> [Work order]: Which of the lines below contain the string "with"? Copy each one.

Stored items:
·····
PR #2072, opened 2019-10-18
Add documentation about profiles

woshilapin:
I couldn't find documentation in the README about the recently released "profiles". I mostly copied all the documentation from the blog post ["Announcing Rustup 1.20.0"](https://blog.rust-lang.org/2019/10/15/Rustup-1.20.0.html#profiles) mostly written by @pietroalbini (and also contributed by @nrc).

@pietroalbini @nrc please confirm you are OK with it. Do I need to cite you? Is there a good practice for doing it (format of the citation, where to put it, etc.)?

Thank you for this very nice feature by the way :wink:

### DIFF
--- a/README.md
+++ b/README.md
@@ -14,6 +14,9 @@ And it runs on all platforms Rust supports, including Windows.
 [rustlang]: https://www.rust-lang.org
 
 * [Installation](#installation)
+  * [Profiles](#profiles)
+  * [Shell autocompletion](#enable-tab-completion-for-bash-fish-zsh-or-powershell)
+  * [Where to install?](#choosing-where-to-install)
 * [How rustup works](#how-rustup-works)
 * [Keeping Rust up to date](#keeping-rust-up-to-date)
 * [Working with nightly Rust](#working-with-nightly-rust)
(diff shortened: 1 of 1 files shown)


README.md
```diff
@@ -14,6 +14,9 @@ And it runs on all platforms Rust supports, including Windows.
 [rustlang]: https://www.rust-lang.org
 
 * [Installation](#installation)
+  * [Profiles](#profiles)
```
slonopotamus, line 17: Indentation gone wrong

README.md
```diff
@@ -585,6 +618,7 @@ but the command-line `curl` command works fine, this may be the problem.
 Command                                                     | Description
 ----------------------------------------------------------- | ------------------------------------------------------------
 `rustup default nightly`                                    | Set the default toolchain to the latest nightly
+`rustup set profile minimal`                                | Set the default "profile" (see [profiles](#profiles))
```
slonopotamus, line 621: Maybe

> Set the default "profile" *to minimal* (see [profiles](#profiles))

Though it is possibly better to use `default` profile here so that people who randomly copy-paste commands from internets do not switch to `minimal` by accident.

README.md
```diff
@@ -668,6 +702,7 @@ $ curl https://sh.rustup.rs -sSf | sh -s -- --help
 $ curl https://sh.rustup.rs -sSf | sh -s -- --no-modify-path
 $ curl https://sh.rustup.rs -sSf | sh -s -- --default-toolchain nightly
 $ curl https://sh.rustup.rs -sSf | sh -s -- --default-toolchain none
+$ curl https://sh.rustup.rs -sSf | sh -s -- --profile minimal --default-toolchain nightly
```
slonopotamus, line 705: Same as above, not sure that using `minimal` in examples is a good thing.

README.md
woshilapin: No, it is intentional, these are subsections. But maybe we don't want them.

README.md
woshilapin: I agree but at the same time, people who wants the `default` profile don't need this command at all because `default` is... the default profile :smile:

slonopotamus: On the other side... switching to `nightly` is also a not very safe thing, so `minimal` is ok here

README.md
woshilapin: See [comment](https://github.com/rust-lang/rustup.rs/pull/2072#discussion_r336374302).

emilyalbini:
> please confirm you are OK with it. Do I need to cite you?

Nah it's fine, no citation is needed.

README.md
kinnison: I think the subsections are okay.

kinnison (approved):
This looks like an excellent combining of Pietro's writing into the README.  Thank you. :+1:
·····
> [Final answer]:
@pietroalbini @nrc please confirm you are OK with it. Do I need to cite you? Is there a good practice for doing it (format of the citation, where to put it, etc.)?
 * [Working with nightly Rust](#working-with-nightly-rust)
> please confirm you are OK with it. Do I need to cite you?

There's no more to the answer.